Na última edição, de 2019, foi na prova de ciências humanas que se registrou o maior abismo de notas em provas com só um erro: 58 pontos.
Professores de cursinhos sugerem que os participantes encarem o Enem com estratégia. "É importante fazer as questões mais fáceis no começo da prova, quando está descansado", diz o educador Mateus Prado. Isso ajuda a não errar itens fáceis e perder pontos.
O Enem tem quatro versões de prova, identificadas por cores, em que as questões aparecem em ordem diferente.
Análise de Prado e sua equipe mostrou que a mesma questão tem percentuais de acertos menores quando aparecem mais para o fim da prova. "Entre os muito concorridos, não da pra fazer todas as questões. Então não pode deixar de fazer uma fácil."

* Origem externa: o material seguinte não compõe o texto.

PR #393, opened 2026-07-10
Fix non-self-dual Hypergraph.to_diagram

### LINKED ISSUE #390: Fix non-self-dual Hypergraph.to_diagram
The following piece of code gives a `AxiomError: x and x are not adjoints.`

```python
from discopy.compact import *
x, y = Ty('x'), Ty('y')
    print(Cap(x.r, x).to_hypergraph())
```

toumix:
Fixes #390.

> Ok open a new PR for just the self-dual hypergraph fix. […] Can we make sure the hypergraph itself would reject if the two ends of the wire are not adjoints?

This is a standalone fix, independent of the open `functor_factory` / hypergraph-hash PRs (it only touches `hypergraph`, `monoidal.Ty`/`rigid.Ty` and `monoidal.Hypergraph`).

## What

`Hypergraph.to_diagram` built the cups and caps of `make_monogamous` as `cup_factory(typ, typ)`, which is only an adjunction in a *self-dual* category. In a non-self-dual one like `compact` this asks for `Cap(x, x)`, whose legs are not adjoint:

```python
from discopy.compact import *
x = Ty('x')
    print(Cap(x.r, x).to_hypergraph())   # AxiomError: x and x are not adjoints
```

- `make_monogamous` now builds cups and caps from the **actual port types**, e.g. `Cap(x.r, x)`, so rigid and pivotal diagrams downgrade up to the compact quotient.
- Spider types are normalised with a new `Ty.unwind` method — a no-op on `monoidal.Ty`, rotating an atomic type to winding number zero on `rigid.Ty`. The previous normalisation applied `.r` once, which is only an involution for pivotal types (it sent rigid `n.r` to `n.r.r`).
- `Hypergraph.__init__` now **rejects a malformed cup or cap up front**: a spider that connects exactly two same-side ports whose types are not adjoint raises `AxiomError` at construction rather than failing later inside `make_monogamous`.
- `monoidal.Hypergraph.to_diagram` no longer wrongly blocks a `compact` diagram: it raises "does not have copy or discard" only when the category has neither cups and caps nor comonoids (i.e. no `cup_factory`).

## How

- The winding lives on the type, so `unwind` is a method of `Ty` (identity on the base, rotation on `rigid.Ty`) rather than a free function; `Hypergraph.__init__` compares port types up to `unwind`, i.e. a port may sit at any winding of its spider's base type.
- The adjointness check uses type adjointness (`x.r == y`), which is **automatically satisfied by self-dual frobenius types** where `x.r == x`, so `Cap(x, x)` stays valid there and no per-category branching is needed. Identity wires (a producer and a consumer, whose types are *equal* rather than adjoint) and multi-leg frobenius spiders are deliberately left untouched — only the two-same-side-ports case, i.e. a cup or a cap, is constrained.
- The `to_diagram` guard is intentionally minimal: adding `and self.category.cup_factory is None` to the existing check keeps the symmetric "does not have copy or discard" behaviour identical while letting compact through to `make_monogamous`.

## Tests

`test/syntax/hypergraph.py::test_non_self_dual` covers the round-trip of `Cap(x.r, x)`, the rejection of a non-adjoint cap at construction, and that adjoint cups/caps and self-dual frobenius caps still build. `uv run pflake8 discopy` is clean and the syntax/grammar/doctest suites pass.

---
_Generated by [Claude Code](https://claude.ai/code/session_011gvQVnryvQ8BezHTS52MPM)_


discopy/hypergraph.py
```diff
@@ -217,21 +217,27 @@ def __init__(
...
-            adjoint = getattr(obj, "r", obj)
-            for i in set.union(*wires):
-                if self.ports[i].obj not in [obj, adjoint]:
+        for obj, (producers, consumers) in zip(
+                self.spider_types, self.spider_wires):
+            for i in producers | consumers:
+                if self.ports[i].obj.unwind() != obj:
                     raise AxiomError(messages.TYPE_ERROR.format(
                         obj, self.ports[i].obj))
+            same_side = producers if len(producers) == 2 else\
```
toumix: This doesn't work with spiders that have two producers but also some consumers

Instead, just add two cases `if not producers  and len(consumers) == 2` for cups and the other way around for caps

discopy/monoidal.py
```diff
@@ -1172,7 +1182,8 @@ class Hypergraph(hypergraph.Hypergraph):
     functor = Functor
 
     def to_diagram(self):
-        if not self.is_monogamous:
+        if not self.is_monogamous and getattr(
```
toumix: This won't be needed after https://github.com/discopy/discopy/pull/379

discopy/rigid.py
```diff
@@ -165,6 +165,25 @@ def z(self) -> int:
...
+        The previous normalisation applied ``.r`` once, which is only an
+        involution for pivotal types: it sent rigid ``n.r`` to ``n.r.r``.
+
+        Example
+        -------
+        >>> n = Ty('n')
+        >>> assert n.r.r.unwind() == n.l.unwind() == n
+        """
+        typ = self
+        while typ.z > 0:
```
toumix: Let's avoid the while loop and just set z to zero directly with a method `Ob.unwind` as subroutine

discopy/monoidal.py
toumix: Right — this is only here to keep the fix independent of #379. Without the `cup_factory is None` guard, `monoidal.Hypergraph.to_diagram` blocks every non-monogamous compact diagram (that's the "does not have copy or discard" error you hit before reaching `make_monogamous`), so #390 wouldn't actually be fixed on `main` alone. #379 removes this whole class, so the guard disappears when this branch is rebased onto it. Happy to drop it and stack this PR on #379 instead if you'd prefer that over keeping it standalone.

---

discopy/hypergraph.py
toumix: Fixed in `bec59d3`: the check in `Hypergraph.__init__` (discopy/hypergraph.py) now only treats a spider as a cup/cap when it has no producers and exactly two consumers, or the other way around:

```python
legs = consumers if not producers and len(consumers) == 2 else\
    producers if not consumers and len(producers) == 2 else None
if legs is not None:  # a cup or a cap between two adjoint types
    left, right = (self.ports[i].obj for i in sorted(legs))
    if getattr(left, "r", left) != right\
            and getattr(right, "r", right) != left:
        raise AxiomError(messages.NOT_ADJOINT.format(left, right))
```

A spider with two producers and real consumers (or vice versa) is a genuine Frobenius merge/copy, so it's left alone and no longer incorrectly forces adjointness between the two same-side legs.

I added `test_spider_producers_and_consumers` in `test/syntax/hypergraph.py` (commit `e0ca498`) covering both cases — two producers with a consumer, and a producer with two consumers — using a non-self-dual `compact.Ty` to confirm construction no longer raises `AxiomError`. Ran `test/syntax/hypergraph.py` and `test/syntax/rigid.py` plus doctests on `discopy/hypergraph.py`/`discopy/rigid.py`: all pass.

---

discopy/rigid.py
toumix: Fixed in `bec59d3`: added `Ob.unwind` in discopy/rigid.py, which sets the winding number to zero directly instead of looping:

```python
def unwind(self) -> Ob:
    """ The object with winding number zero. """
    return type(self)(self.name)
```

`Ty.unwind` now delegates to it instead of the `while typ.z > 0 / < 0` loop:

```python
def unwind(self) -> Ty:
    """
    The atomic type with winding number zero, see :meth:`Ob.unwind`.
    ...
    """
    return self.ob(self.inside[0].unwind())
```

Ran `test/syntax/rigid.py` plus doctests on `discopy/rigid.py` (including the `Ty.unwind` doctest `n.r.r.unwind() == n.l.unwind() == n`): all pass, behavior unchanged.

---

discopy/monoidal.py
daydream6728: I did the deletion of this class when merging main into this branch

daydream6728 (approved):
Had a closer look when resolving merge conflicts, everything looks good!

toumix-agents (commented):
fix reads right, and the tests pin the merge and copy cases that the old `same_side` got wrong. nits:

- `Ob.unwind` returns `type(self)(self.name)`, dropping the `dom`/`cod` that `Ob.r` / `Ob.l` thread through. so `x.r.r.unwind() != x` when they are not default. test it either way.
- `Ty.unwind` now `assert_isatomic`s where it took any type before — worth a line in the docstring, it's a behaviour change.
- `test_non_self_dual` binds `K = compact.Hypergraph` and never uses it, and there is no blank line before `test_non_adjoint_wire`.

branch is 23 behind main.

---

toumix-agents:
Attempted the `main` merge tonight and **backed it out** — it is not mechanical, and pushing a half-resolved version would have hidden that. Two things it needs, both measured on the resolved tree.

**1. `git merge` silently reverts `rigid.py`'s doctests from SVG back to PNG.** This branch predates the docs-wide PNG→SVG conversion and edits the same doctest lines to add the coloured-object example, so git keeps this side with no conflict:

```diff
->>> from discopy.monoidal import Equation
+>>> from discopy.drawing import Equation
 >>> Equation(left_snake, Id(F)).draw(
-...     doctest='docs/_static/rigid/coloured-snake-equation.svg')
+...     path='docs/_static/rigid/coloured-snake-equation.png')
```

`path=` does not check against a baseline, so the reverted drawings would stop being tested and nothing would fail. Same shape as the `#442 × #511` hunk. These have to be resolved toward `main` by hand.

**2. `unwind()` breaks every `Wire` subclass with its own `__init__`.**

```python
def unwind(self) -> Ob:
    return type(self)(self.name, dom=self.dom, cod=self.cod)
```

`Hypergraph.__init__` now calls `unwind()` on every spider type, so this runs for quantum types too, and `Qudit.__init__()` takes no `dom`/`cod`:

```
TypeError: Qudit.__init__() got an unexpected keyword argument 'dom'
```

Four doctests go red on the merge — `IQPansatz`, `Sim14ansatz`, `Sim15ansatz` and `quantum.circuit` — reached through `foliation() → to_hypergraph() → from_diagram()`, not through anything rigid. All four pass on `main`.

Deciding how a `Wire` subclass with a custom signature gets rebuilt with the same colours is this branch's own design question, so I have left it rather than guess.

**One correction to the record**: an earlier measurement here said this branch had *no common ancestor* with `main`. That was a shallow clone, not history — the real base is `0fc9edd6`, 51 behind, and the merge has exactly one conflict (`hypergraph.py`, the cup/cap predicate, which resolves cleanly by taking this branch's `not producers`/`not consumers` guards on top of `main`'s hoisted `ports` local). Filed as [desire#75](https://github.com/toumix/desire/issues/75). Nothing here needs rebuilding from scratch.

---

toumix-agents:
@cubic-dev-ai review

---

toumix:
thanks @cubic-dev-ai but you should have read RULES.md : the todo will get deleted before merge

Previsto inicialmente para novembro passado, o Enem 2020 começa neste domingo com as provas de linguagens, ciências humanas e redação.
No próximo domingo, 24, é a vez das provas de ciências da natureza e matemática do exame.
O Enem recebeu 5,7 milhões de inscritos. Por causa da pandemia, que provocou pressão para um novo adiamento, o próprio governo já espera uma abstenção mais alta que em anos anteriores --no Amazonas o exame sá será aplicado em fevereiro.
Nos dias 31 de janeiro e 7 de fevereiro ainda haverá a aplicação da primeira edição por computador, em um projeto piloto que envolve cerca de 100 mil inscritos.